- [AIM OF THE EXERCISE]
Print the records below word for word, beginning with the first line and ending once the line containing "This would save" is printed.
****************************************
PR #4524, opened 2026-07-22
Add "select top 100 rows:

### LINKED ISSUE #4515: FEAT: Add context menu shortcut to generate basic SELECT query

Every time I want to query a table, I have to manually type out the boilerplate:
```sql
select *
from ...
limit ...
```

Add a "Select 100 rows" option to the right-click context menu on a table (see screenshot below). Selecting it would automatically generate:
```sql
select *
from ...
limit ...
```

This would save time on writing the basic query for quick data exploration. ClickHouse offers this feature, and I've found it really handy, I imagine other users would too.

An alternative could be a settings option to customize the behavior of double clicking a table. Currently, double clicking opens the "view data" screen. it would be nice to optionally have it generate the query above instead.

**Additional context**

Image

manos02:
Closes: https://github.com/beekeeper-studio/beekeeper-studio/issues/4515

- Added select top 100 rows option when right clicking on a table

image


not-night-but:
Oh that is a satisfying change. I was worried you were going to have to add a new method for all of the clients. The only thing I would say is I think we should probably move it to be below the SQL: Create entry in the context menu just to keep things organized, and maybe have it be called `SQL: Select Top`

manos02:
> Oh that is a satisfying change. I was worried you were going to have to add a new method for all of the clients. The only thing I would say is I think we should probably move it to be below the SQL: Create entry in the context menu just to keep things organized, and maybe have it be called `SQL: Select Top`

@not-night-but  Done!

rathboma (approved):

rathboma:
Awesome, thanks!

PR #4532, opened 2026-07-23
fix: hide selected dropdown text while searching

### LINKED ISSUE #4520: BUG: Selected database text overlaps with new input in dropdown search
**Describe the bug**
When a database is selected in the dropdown and the user tries to type the name of another database, the previously selected text remains visible behind the input, causing it to overlap with the text being typed.

**To Reproduce**
1. Select a database using the dropdown.
2. Click the dropdown and start typing another database name.
3. Notice that the new text overlaps with the previously selected text.

**Expected behavior**
While typing, only the text being entered should be visible. The previously selected value should not remain displayed behind it.

**Screenshots / Gifs**
Image

AnandaBintang:
Closes #4520

## Summary

Fixes the database dropdown text overlap when a selected database exists and the user starts typing a new search value.

The selected vue-select label was still rendered behind the search input while typing. This hides the selected label only during vue-select's `vs--searching` state, so the typed search text is the only visible text.

## Changes

- Hide `.vs__selected` while `.dropdown-search` is searching.
- Apply the same fix to the shared UI kit dropdown styles.

https://github.com/user-attachments/assets/5e276b5b-24a2-40b3-a124-28aa9acf9a79


azmy60 (changes requested):
Hey @AnandaBintang , thanks for the PR! This works really well, but could we remove the test please? This is fine without test, and I think it'll just create noise.

AnandaBintang:
> Hey @AnandaBintang , thanks for the PR! This works really well, but could we remove the test please? This is fine without test, and I think it'll just create noise.

Sure, thanks for the feedback!

azmy60 (approved):
Awesome, thanks!

PR #4536, opened 2026-07-24
feat: add data type colors for TableTable and ResultTable

### LINKED ISSUE #3334: FEAT: Add colours based of data type (like Heidi)
Would like a feature similar to Heidi where different datatypes are displayed with different colours. For example

Image

Functionality to either choose your own colours based off data type or default colours would do as well.

AnandaBintang:
Closes #3334

## Summary

Adds customizable result-grid colors by data type.

- Adds default light and dark palettes for text, numbers, dates, booleans, binary values, and other types
- Adds the **Data type colors** dialog under **View**
- Supports enabling/disabling datatype coloring and editing colors per palette
- Selects the matching palette for Light, Dark, Solarized, Solarized Dark, and System themes

Screenshot 2026-07-24 at 21 10 35

https://github.com/user-attachments/assets/7c843032-fc52-4f54-b62a-94fe716dde23


apps/studio/src/components/common/modals/DataTypeColorsModal.vue
```diff
@@ -0,0 +1,244 @@
...
+              <div v-for="family in families" :key="family" class="color-row">
+                <label :for="`data-type-color-${theme}-${family}`">{{ labels[family] }}</label>
+                <input
+                  :id="`data-type-color-${theme}-${family}`"
+                  class="color-swatch"
+                  type="color"
+                  :value="settings[theme][family]"
+                  :aria-label="`${labels[family]} color`"
+                  @input="setColor(family, $event.target.value)"
+                >
```
not-night-but, line 38: The styling for this doesn't seem to properly match  the active theme

Image

apps/studio/src/components/common/modals/DataTypeColorsModal.vue
```diff
@@ -0,0 +1,244 @@
...
+                  :aria-label="`${labels[family]} color hex value`"
+                  @change="setColor(family, $event.target.value)"
+                >
+              </div>
+            </div>
+          </fieldset>
+        </div>
+        <div class="vue-dialog-buttons">
+          <button type="button" class="btn btn-flat" @click="resetPalette">
+            Reset this palette
```
not-night-but, line 53: I'd just say `Reset Palette`

apps/studio/src/components/common/modals/DataTypeColorsModal.vue
```diff
@@ -0,0 +1,244 @@
...
+  normalizeDataTypeColorSettings,
+} from '@/common/dataTypeColors'
+
+const families: DataTypeColorFamily[] = ['text', 'number', 'dateTime', 'boolean', 'binary', 'other']
+
+export default Vue.extend({
+  data() {
+    return {
+      modalName: 'data-type-colors-modal',
+      settings: normalizeDataTypeColorSettings(undefined) as DataTypeColorSettings,
```
not-night-but, line 85: This just ends up as the default settings anyways, shouldn't we just use that?

apps/studio/src/components/common/modals/DataTypeColorsModal.vue
```diff
@@ -0,0 +1,244 @@
...
+      if (this.themeValue === 'system') {
+        this.systemTheme.addEventListener('change', this.handleSystemThemeChange)
+      }
+    },
+    stopListeningForSystemThemeChanges() {
+      this.systemTheme.removeEventListener('change', this.handleSystemThemeChange)
+    },
+    handleSystemThemeChange() {
+      if (this.isOpen && this.themeValue === 'system') this.theme = this.activePaletteTheme()
+    },
```
not-night-but, line 141: Shouldn't the theme change be handled by the media queries in `app.scss`? I think realistically we should only need to fetch the system theme when the modal opens, we don't need to listen for changes

apps/studio/src/components/editor/ResultTable.vue
```diff
@@ -436,6 +437,7 @@ import { stringToTypedArray } from '@/common/utils'
             }),
             { separator: true },
             ...commonColumnMenu,
+            this.dataTypeColorsMenuItem(),
```
not-night-but, line 440: Yeah I think this should be in the cog menu in the statusbar, it feels kinda out of place in the column header

Image

apps/studio/src/components/tableview/TableTable.vue
```diff
@@ -888,6 +888,7 @@ export default Vue.extend({
           }),
           { separator: true },
           ...commonColumnMenu,
+          this.dataTypeColorsMenuItem(),
```
not-night-but, line 891: Same as above, I think we should move this to the settings cog in the statusbar

apps/studio/src/App.vue
```diff
@@ -135,6 +138,38 @@ export default Vue.extend({
     }),
     editorFontSize() {
       return this.$store.state.settings?.settings?.editorFontSize?.value || 14
+    },
+    dataTypeColors() {
+      return normalizeDataTypeColorSettings(this.$store.state.settings?.settings?.dataTypeColors?.value)
```
not-night-but, line 143: Probably worth adding a getter to the settings store for this like we do for themeValue

not-night-but (changes requested):
@AnandaBintang Cool feature! I think a lot of people will get some great use out of this.

I'm actually not sure this really belongs in the View toolbar, I think we should instead add an entry to the menu in the status bar in the query editor and the table table view:

Image
Image

That's just a thought though. If we do keep this in the View menu, then we need a mapping in `ClientMenuActionHandler.ts` as well, as this currently will only work on Mac.

I do find the theme toggle in the modal might be mildly confusing, I think it would be fine to just display the palette for the current theme? Or a better way to communicate that the palette is for that theme, as right now it just seems like an option. I think maybe having it be a dropdown might be better. 

Image

Well done though! I think this will be fantastic to have in the app, just some minor things to iron out. I'll also ping @azmy60 as he is the more opinionated one when it comes to styles :)

apps/studio/src/mixins/data_mutators.ts
```diff
@@ -69,11 +79,20 @@ export default {
...
       let cellValue = cell.getValue()
+      const cellElement = cell.getElement()
+
+      if (params.dataTypeColors) {
+        cellElement.classList.remove(...Object.values(dataTypeColorClasses))
+      }
+
+      if (params.dataTypeColors && !_.isNil(cellValue) && !(_.isString(cellValue) && _.isEmpty(cellValue))) {
+        cellElement.classList.add(dataTypeColorClasses[dataTypeColorFamily(params.dataType, cellValue)])
+      }
```
azmy60, line 95: I'm not sure why we need to add logics for this. Why not just add the new class all the time?

```suggestion

     classNames.push(`data-type-${params.dataType}`)
```

azmy60 (changes requested):

azmy60 (changes requested):
@AnandaBintang I think this is an amazing PR for improving the UX overall! But the only thing that we don't want now is the ability to customize / override the colors.

I don't think it will work well with our plan with theming the app with custom css or some type of media in the future. Keeping it out for now will help us avoid conflicts later.

azmy60:
I just updated the PR by making it a lot more simpler so, no more customization, it uses colors from the text editor, and users are only allowed to enable/disable this feature via configuration file. 
image

apps/studio/src/common/dataTypeColors.ts
```diff
@@ -0,0 +1,23 @@
+import { isDateDataType, isNumericDataType, normalizeDataType } from '@/common/utils'
+
+export type DataTypeColorFamily = 'string' | 'number' | 'dateTime' | 'boolean' | 'binary' | 'other'
+
+export function getDataTypeColorFamily(dataType?: string, value?: unknown): DataTypeColorFamily {
```
rathboma: I don't like this function.

We should be using the `bksType` and expanding that to new types if we don't have them. This is brittle and feels like it will break easily, and is duplicating work that we also do elsewhere (formatters, editors, bksType, etc)

rathboma (changes requested):
Fine except for the type parsing which is unmaintainable and will certainly drift.

apps/studio/src/common/dataTypeColors.ts
azmy60: @rathboma `bksType` doesn't recognize basic primitives like string, number, etc.. Should we imlpement the basic support in a different PR?

azmy60:
@not-night-but @rathboma This is ready for another review. `bksType` only support `BINARY` type so this PR won't make that much of a difference. I also made a new PR #4693 for extending the type.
****************************************
- [ANSWER BOX]
PR #4524, opened 2026-07-22
Add "select top 100 rows:

### LINKED ISSUE #4515: FEAT: Add context menu shortcut to generate basic SELECT query

Every time I want to query a table, I have to manually type out the boilerplate:
```sql
select *
from ...
limit ...
```

Add a "Select 100 rows" option to the right-click context menu on a table (see screenshot below). Selecting it would automatically generate:
```sql
select *
from ...
limit ...
```

This would save time on writing the basic query for quick data exploration. ClickHouse offers this feature, and I've found it really handy, I imagine other users would too.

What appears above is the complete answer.